Everything works fine and the pc is well up for vista showing a 4.9 in the experience index . 

The problem i have is that vista has downloaded 33 updates and they will not install, when i click the start button, then the install/ shutdown button it runs through the installing procedure for about 20 minutes than shuts down, when i next reboot the system it says "configuring updates" runs like this for about 20mins then starts as normal. 

When i check the installed updates, they all show as failed.... 

Any ideas would be appreciated. 
thanks 
Graham


----------



## OldGrayGary (Jun 29, 2006)

Hi Graham


You can check in EventViewer (in the Control Panel's "Administrative Tools") to see any full error messages for the failed updates. If an error code is given, there may be a specific cause that has a quick fix. [For example, the Windows Update error code 0x80073712 can sometimes be fixed by the procedure in this Microsoft Knowledge Base article --- http://support.microsoft.com/default.aspx/kb/931712 --- ].

If you haven't activated the new Ultimate, try that & then retry your updates. And, when updating, make sure to be logged in as administrator, and of course use IE to visit Windows Update.

Hopefully it will be something with a quick & easy repair.
Best of luck
. . . Gary


----------



## sobeit (Nov 11, 2007)

I see that this problem was post in other forums. Since you are already getting help in one of them, any help we might give here could conflict and cause further problems.


----------



## Graham35 (Aug 15, 2005)

Thanks for your help

What I find is happening is that I have 33 updates in the system and they all show as failed and when I counted them I notice they are 33 different updates, plus another 33 identical to the first 33 duplicated, when I count them now they have multiplied by 8 times - same 33 x 8

I have 3 updates that have loaded successfully
Service pack 1 - for office 2007
Outlook junk mail
Capicom

My machine is now fetching the updates but not installing them, I am signed in as the administrator.

Any ideas please, I have now turned off the update to stop them multiplying further - if only my wallet could do the same.



How do I activate vista now, I do belive I did this when I set it up - but maybe I did it wrong.

I have been on other forums with this as I need to sort the problem and am willing to try anything.

Happy holidays everyone


----------



## OldGrayGary (Jun 29, 2006)

Hi again Graham


In Windows Vista, you can tell if it has been activated by right-clicking on the "Computer" icon on the Vista Start Menu, and selecting "Properties" -- near the bottom of the screen there should be information on the computer's activation status.

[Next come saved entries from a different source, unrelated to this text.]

PR #572, opened 2017-02-27
Increase timeout in ReachableSocketFinderTest

sjcorbett:
Use the default grace period. I think leaving it as `ZERO` was an oversight on my behalf.


sjcorbett:
@geomacy @neykov could you review this?

geomacy:
+1 Looks good to me, merging.

PR #573, opened 2017-02-28
Do not runtime-inherit catalog item in the spec to fix config key list problem

ahgittin:
fixes https://issues.apache.org/jira/browse/BROOKLYN-445 and failing tests included here

means catalog BOMs should be written such that any entity/policy/etc which wants to access resources in the bundle is defined as its own item

### DIFF
--- a/api/src/main/java/org/apache/brooklyn/api/internal/AbstractBrooklynObjectSpec.java
+++ b/api/src/main/java/org/apache/brooklyn/api/internal/AbstractBrooklynObjectSpec.java
@@ -75,7 +75,6 @@ public abstract class AbstractBrooklynObjectSpec<T,SpecT extends AbstractBrookly
     protected AbstractBrooklynObjectSpec(Class<? extends T> type) {
         checkValidType(type);
         this.type = type;
-        this.catalogItemId = ApiObjectsFactory.get().getCatalogItemIdFromContext();
     }
     
     @SuppressWarnings("unchecked")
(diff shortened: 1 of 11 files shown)


neykov:
Changes look good.
Do I correctly understand that the following is no longer possible?
```
brooklyn.catalog:
  brooklyn.libraries:
    ...
  items:
  - id: test
    version: 0.0.1-SNAPSHOT
    item:
      type: Application
      brooklyn.children:
      - type: VanillaSoftwareProcess
         brooklyn.config:
           files.install:
             classpath://something-in-libraries: uploaded-script.sh
```

Or is it some other case that changes behaviour?

ahgittin:
@neykov correct.  I will add this as a failing test and suggest that this PR:

    https://github.com/apache/brooklyn-server/pull/338

seek to confirm that the test passes.

(marking this WIP until i fix)

ahgittin:
@neykov Prescient suggestions.  Completely forget there were _two_ other paths where `catalogItemId` was being set to an inheritance/context value.

It doesn't cause problems with config keys but it is messy and should be fixed.  Natural place to do it is in #338 -- have added several more tests and TODO items here which should be looked at as part of that.

ahgittin:
@neykov @geomacy Think I've tidied the last bits.  Could this be merged?  Then we can focus on #338 getting in.

neykov:
The changes include unrelated change in the class loading fallbacks - increasing the priority of the bundle prefix in relation to the other fallbacks. Contrary to the comment in https://github.com/apache/brooklyn-server/pull/573/commits/40330602af958d1e3486feea81933168d44e936d, the changes include behaviour changes, not only logging improvements. Would've been useful to have it in a separate commit + PR for better visibility if we ever need to come back to the changes.
The `RedisClusterIntegrationTest` would've been better added to the `brooklyn-camp` project which is the place to add CAMP tests which don't fit elsewhere - we really need to split them in an camp-integration-test project.
Comments above are not worth blocking the merge. Merging now.

sjcorbett:
Regarding `RedisClusterIntegrationTest`, it specifically only failed when run through the http server. The same blueprint passed when tested with `AbstractYamlTest`.

ahgittin:
Quite right re https://github.com/apache/brooklyn-server/pull/573/commits/40330602af958d1e3486feea81933168d44e936d -- hit a weird bug in testing related to this but missed it when making the PRs.

Agree re `Redis` except for the point Sam mentions.  Good to have a few tests that go through the server.

PR #574, opened 2017-02-28
don't NPE fail is application is GC'd at same time as location

ahgittin:
i think we want to make sure a record is generated, even if it is incomplete


aledsage:
LGTM; merging.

To activate Vista, if it isn't already activated, simply click on the "Click here to activate Windows now" item on that same Computer Properties screen. 
_______________

Definitely take a look at the MSKB article that I linked you to in my first reply, and try that repair. It is for updates that fail with the "0x80073712" error. To see the details for what error your updates are receiving, go to the EventViewer (in the Administrative Tools in the Control Panel). Copy down the error codes involved, and any particular modules. Post the error codes here, and we'll look at possible solutions.

Just as a test, look at the list of failed updates, then search the Microsoft download website & download the first failed update in the list directly from the download website, and see if it will install manually. Download it to your desktop, and then right-click on it, selecting "run as administrator" and provide your password if prompted (do this even though you are already logged on with an administrative account). See if that helps --- if it does, try it for the next few & let us know how it's going.

Best of luck!
. . . Gary


----------



## Graham35 (Aug 15, 2005)

Hi 
Thanks for your help. 

I have now managed to install the updates, by going to MS website and searching for the udates individually and installing them manually. 

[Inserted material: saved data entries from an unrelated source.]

PR #575, opened 2017-02-28
Clean up location metadata and OSGi packaging

ahgittin:
Discovered when trying to use the REST API that we didn't get much of the location detail we might want; in particular we didn't have info on provider/endpoint/region, and the parent spec was not accurately identified.  Tracked the latter to confusion around `ORIGINAL_SPEC` which I've clarified and deprecated the confusing other field, and the former to a place where flags weren't pulled in, just config.

Also had trouble accessing some of the data because it required a cast to `JcloudsLocation`, which pulled in an OSGi dependency on the main brooklyn-jclouds package, and classes in that package pulled in jclouds bundles through their signatures, giving a huge set of bundle constraints in my downstream project.  Have refactored here so that we can access many common things through an `api` package which doesn't pull in jclouds dependencies.

Finally, noticed some other places where more machine detail would probably be wanted, but wasn't provided.

### DIFF
--- a/core/src/main/java/org/apache/brooklyn/core/location/BasicLocationRegistry.java
+++ b/core/src/main/java/org/apache/brooklyn/core/location/BasicLocationRegistry.java
@@ -347,7 +347,12 @@ public class BasicLocationRegistry implements LocationRegistry {
             .putAll(locationFlags)
             .putIfAbsentAndNotNull(LocationInternal.NAMED_SPEC_NAME, ld.getName())
             .putIfAbsentAndNotNull(LocationInternal.ORIGINAL_SPEC, ld.getName());
-        return getLocationSpec(ld.getSpec(), newLocationFlags.getAllConfigRaw());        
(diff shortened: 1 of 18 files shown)


core/src/main/java/org/apache/brooklyn/core/location/BasicLocationRegistry.java
```diff
@@ -372,7 +377,10 @@ public final Location getLocationManaged(String spec, Map locationFlags) {
 
             if (resolver != null) {
                 try {
-                    return (Maybe) Maybe.of(resolver.newLocationSpecFromString(spec, locationFlags, this));
+                    LocationSpec<? extends Location> specO = resolver.newLocationSpecFromString(spec, locationFlags, this);
```
duncangrant: I feel like the naming in this function has gotten a bit lost.  We have a spec and a specO and it took me a bit too much time to understand what I was seeing.  Can't think of a better naming convention now.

However, evry day the system trys to install them again, and automatically fails, so my list gets longer as each day passes - with the same (now only 24) updates. The ones showing failed are actually installed now and it seems that I have all the current updates intalled (i think) 

My vista ultimate is activated - it was when i first loaded the software 

Here is a link to my error codes 

http://rs277.rapidshare.com/files/79363575/Update_failures.jpg 

Sorry if I have not shown the link correctly. 

Graham


----------



## OldGrayGary (Jun 29, 2006)

Hi again Graham


Glad that at least the manual installation works - sorry to hear, though, that automatic updates still fails. Could you copy & paste your error codes here for us? (the link doesn't go to the page you intended).

And sorry for the delay in my replies -- I'm in an area with limited online connectivity at the moment (I'm on vacation, and in the mountains at the moment).

Best of luck & Happy New Year!
. . . Gary


----------